Given data:
PR #213, opened 2017-01-29
Add Into<String> to symbol::* constructors. Fixes #199

### LINKED ISSUE #199: Add Into<String> to symbol::* constructors
Over in #196, @rnewman is replacing `String` with `T where T: Into<String>` in a few constructors.  This ticket tracks generalizing the rest of the constructors, in particular `NamespacedSymbol` and `NamespacedKeyword`, to have similar pleasant interfaces.

jsantell:


edn/src/symbols.rs
```diff
@@ -98,12 +101,14 @@ impl Keyword {
 }
 
 impl NamespacedKeyword {
-    pub fn new(namespace: &str, name: &str) -> Self {
-        assert!(!name.is_empty(), "Keywords cannot be unnamed.");
-        assert!(!namespace.is_empty(), "Keywords cannot have an empty non-null namespace.");
+    pub fn new<T>(namespace: T, name: T) -> Self where T: Into<String> {
```
ncalexan: Given the reversed patch, is `_` a valid `name`?

rnewman: I think it would be in general-purpose EDN; Clojure certainly accepts it. I don't think it's useful for our purposes.

This kind of question is why I mentioned perhaps layering reversal on top of the EDN crate — EDN doesn't have a notion of attributes, let alone reversal! — rather than doing what's convenient for us. If we continue to have reversal as part of the EDN crate, then we should reject `:foo/_`. If we layer it on top, then not all valid EDN keywords are valid input to Mentat.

Description of the task: Your answer should be a single number: the count of lines in the data that include the word "Self".

Written solution: 2